Facile synthesis of multi-phase (Si+SiO 2 )@C anode materials for lithium-ion batteries.

To bring about a revolution in energy storage through Li-ion batteries, it is crucial to develop a scalable preparation method for Si-based composite anodes. However, the severe volume expansion and poor ionic transport properties of Si-based composites present significant challenges. Previous research focused on SiO and nano Si/C composites to address these issues. In this study, mechanical milling was used to introduce a SiO x layer onto the surface of Si by mixing Si and SiO 2 in a 1 : 1 mass ratio. The resulting Si+SiO 2 composites (denoted as SS50) exhibited an initial coulombic efficiency (ICE) of 73.5% and high rate performance. To further stabilize the overall structure, kerosene was introduced as a carbon source precursor to generate a coating layer.

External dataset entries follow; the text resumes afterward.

PR #178, opened 2022-06-06
Added support for dz60rgb_ansi v2

DC959:
Created a vial keymap that enables vial support on the dz60rgb_ansi v2.

Updated the readme under the dz60rgb_ansi folder to reflect the updated support and outlined support is only tested and working on the v2 board.

Have had to disable a large number of features in order to make it fit on the ATmega32u4 but enabled vialrgb.

Firmware does not have insecure set and has a 3 key unlock that is tested and working correctly.

The firmware is my current daily driver so works well from my testing and the vial configurator seems happy when making changes to the keyboard layouts, layers and rgb.


keyboards/dztech/dz60rgb_ansi/readme.md
```diff
@@ -5,6 +5,8 @@
 A hotswap 60% RGB keyboard.
 
 * Keyboard Maintainer: [moyi4681](https://github.com/moyi4681)
+* Vial Support: [dc959](https://github.com/dc959)
+    > Vial support currently only tested and working on DZ60RGB_ansi v2
```
xyzz: You shouldn't modify the original readme. If the keymap only works for a specific revision of the keyboard, you should put this keymap under that revision i.e. under `keyboards/dztech/dz60rgb_ansi/v2/keymaps`

xyzz (changes requested):

keyboards/dztech/dz60rgb_ansi/readme.md
DC959: I did have a feeling that'd be the case.

I have moved the vial keymap under a keymaps folder in v2 and have reverted the readme commit

PR #186, opened 2022-06-25
Adding vial support to iris keyboards

brujoand:
Not quite sure what I'm doing here, so I'll need some extra eyes. I was able to build the firmware and flash it to my Iris keyboard with a few disclaimers.

Firstly I had to add my keyboard which is keebio/iris/rev6a I'm planning to add that directly in a MR to qmk, this leads me to my second issue though because the vial.json needs a product id. This is different on all the revisions of the iris, does this matter? How would this be solved for multiple revisions sharing the same layout?

And finally I had to disable quite a few features to get the firmware small enough. 

In any case my keyboard is working perfectly with Vial now, so I thought I'd add the changes here.


xyzz:
For keyboards with multiple revisions, the vial keymap should be under the specific revision, in this case that would be `keebio/iris/rev6a/keymaps/vial`.

brujoand:
Gotcha, I'll refactor than then. Should I also just add the rev6a build here?
Since the layout on all the iris revitions are identical though, is there a way to inherit the keymap and just change the product id in each "sub-keymap"?

PR #193, opened 2022-07-06
Add Vial support to Rama Works M10-A macropad

ardent-handsaw:
### Add VIAL support to [Rama Works M10-A](https://rama.works/m10-a) macropad. 

**Note:** Probably doesn't work for M10-B or -C, which use wilba.tech PCBs.

- Switched off some features to get firmware size below limit (see /keyboards/m10a/rules.mk and /keyboards/m10a/keymaps/vial/rules.mk)
- Reduced number of layers to 4 (from 10 in VIA)

- Set number of tap dance entries to 4


keyboards/m10a/rules.mk
```diff
@@ -8,7 +8,7 @@ BOOTLOADER = atmel-dfu
 #   change yes to no to disable
 #
 BOOTMAGIC_ENABLE = no       # Enable Bootmagic Lite
-MOUSEKEY_ENABLE = yes       # Mouse keys
```
xyzz: this change should go into keymaps/vial/rules.mk

xyzz (changes requested):

ardent-handsaw:
Some extra files snuck into the second commit so I'm closing this while I clean them up

PR #196, opened 2022-07-10
Make optional encoders optional for basketweave-s

pascalpfeil:
- Make optional encoders optional for basketweave-s
- Prevent `The firmware is too large!` by setting `SPACE_CADET_ENABLE=no`
- Change vial unlock combo in case someone has the encoder on the top left key
- Change bootmagic key in case someone has the encoder on the top left key


pascalpfeil:
I would love to have a solution other than disabling mouse keys - any ideas?
`The firmware is too large! 28748/28672 (76 bytes over)`

pascalpfeil:
Opted to go with `SPACE_CADET_ENABLE=no` for now, suggestions welcome

GerritPlehn:
Cool idea to make the encoders optional via a layout option.
Changing unlock and bootmagic keys seems unnecessary to me since the supported encoder can be pressed as well, but it doesn't hurt anything either so that's fine by me.

What do you think about disabling support for locking switches instead of disabling space cadet? The locking keys seem more niche to me than space cadet mode. 
See https://docs.qmk.fm/#/squeezing_avr?id=configh-settings 
```
#undef LOCKING_SUPPORT_ENABLE
#undef LOCKING_RESYNC_ENABLE
```

GerritPlehn:
Optimizing the vial.json file could also be an option to squeeze out a few bytes. Removing excess floating points and re-positioning the decals could save ~30-40 bytes.

pascalpfeil:
> Changing unlock and bootmagic keys seems unnecessary to me since the supported encoder can be pressed as well, but it doesn't hurt anything either so that's fine by me.

It was so annoying to hold the encoder I have that I though I'd change it.

> Removing excess floating points and re-positioning the decals could save ~30-40 bytes.

Does that mean that the json gets stored in ROM as string? Sounds like huge optimization potential

> What do you think about disabling support for locking switches instead of disabling space cadet? The locking keys seem more niche to me than space cadet mode.

That seems like a better solution thank you!

GerritPlehn:
> It was so annoying to hold the encoder I have that I though I'd change it.

Fair enough, I was just thinking of technical reasons why it wouldn't work with an encoder there :+1: 

> Does that mean that the json gets stored in ROM as string? Sounds like huge optimization potential

At least to some extent. There is some optimization being done, removing colors does not change the ROM size for example. I'm not sure how exactly it is stored, I haven't looked into that yet.

xyzz:
These parts can be safely removed from the JSON:

```
  "name": "Basketweave",
  "vendorId": "0x6B62",
  "productId": "0x6869",
  "lighting": "none",
```

```
      {
        "name": "Basketweave"
      },
```

As well as the colors. That said, it's already compressed and minified, so it probably won't get you that much space.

The resulting multiphase composite structure (SiO x +SiO 2 +C), designated as SS50-900C, demonstrated a capacity retention of 79.5% over 280 cycles at its capacity of 487 mA h g -1 . These results suggest that a cost-effective mechanical ball milling refinement of Si+SiO 2 and a gas-phase encapsulation process can significantly improve the electrochemical performance of Si-based composites.